Кнакъ-вурстъ былъ съѣденъ, Non pareil выпитъ, ставни магазина заперты, бибиковскiй старичекъ зѣвалъ самымъ заразительнымъ образомъ, я тоже аппетитно потягивался, раздумывая, какъ непрiятно будетъ тащиться на Васильевскiй Островъ, но зато какъ сладко будетъ завалиться сегодня пораньше спать. Дяденька, правда, не уставалъ носиться въ эмпиреяхъ, но расходиться было, все-таки, пора. Разошлись. Не пишлось мнѣ, однако, въ эту ночь завалиться пораньше. Напротивъ, я ее совсѣмъ безъ сна провелъ…

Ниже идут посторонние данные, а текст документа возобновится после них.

PR #45, opened 2018-10-22
Cleanup for non-Windows platfoms and non-MSVC compilers

JayFoxRox:
- Fix case-sensitive include-path: Unlike Windows, some platforms are case-sensitive. So the include path must be written properly
- Fix use of the `inline` keyword: The inline keyword has a different meaning in different versions of C. I turned the functions which are only in one compilation unit into `static inline`. The function which isn't accessible from elsewhere isn't `inline` anymore.

The code is untested, because there's many other issues in the codebase, and I don't have 32 bit compatibility to test XbSymbolDatabase at all (See issue 25 about x64 support).

### DIFF
--- a/XbSymbolDatabase.c
+++ b/XbSymbolDatabase.c
@@ -203,7 +203,7 @@ const char* XbSymbolLibraryToString(uint32_t library_flag)
     }
 }
 
-inline uint32_t XbSymbolLibrayToFlag(const char* library_name)
+uint32_t XbSymbolLibrayToFlag(const char* library_name)
 {
     if (strncmp(library_name, Lib_D3D8, 8) == 0) {
         return XbSymbolLib_D3D8;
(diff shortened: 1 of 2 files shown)


RadWolfie:
Sorry about the case-sensitive include paths. Either I might had overlooked it when I was correcting some or my own manual type-in.

So, using inline XbSymbolLibrayToFlag didn't work? Only reason I had inline there is for optimization.

JayFoxRox:
The `inline` keyword changed meaning in different versions of the C language and with extensions.

My understanding is that `inline` just means "don't export this symbol". [So if it's `inline`, then you suddenly get "Undefined reference" errors in some dialects (I think I tried GNU in my case, with a default CMake project)](https://stackoverflow.com/questions/19068705/undefined-reference-when-calling-inline-function).

Using `static inline` does get rid of this linking-error, and is probably what the author intended.
The functions are meant to be static anyway, so it shouldn't change anything.

In the case of the function which is declared in the header, and visible outside the module, this wouldn't work (the function can't be static). I'm not sure how to use `inline` for those functions or if the language even supports it. You'd need LTO for that anyway. Hence I've removed the `inline` to get rid of the linking-error.

Also, it's worth nothing that regardless of these hint keywords, the function is likely to be inlined by the compiler on higher optimizations (which is also typically a condition for LTO to begin with).

RadWolfie:
> My understanding is that inline often just means "don't export this symbol"

True, I trust you with this. Merging as is. 😉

— Гдѣ ты, полуночникъ, шляешься? сердито-ласково, какъ и всегда, встрѣтила меня патрiархальная Василиса, одной рукой цѣломудренно придерживая рубашку, слѣзавшую съ ея плечъ, а въ другой держа пальмовую свѣчку въ мѣдномъ подсвѣчникѣ. – Право, полуночникъ. Иди скорѣе, тебя тамъ барышня сколько времени дожидается.

— Какая барышня?

— Извѣстно какая, настоящая; сестрица, говоритъ, твоя. Не тебѣ бы, полуночнику, этакую сестрицу…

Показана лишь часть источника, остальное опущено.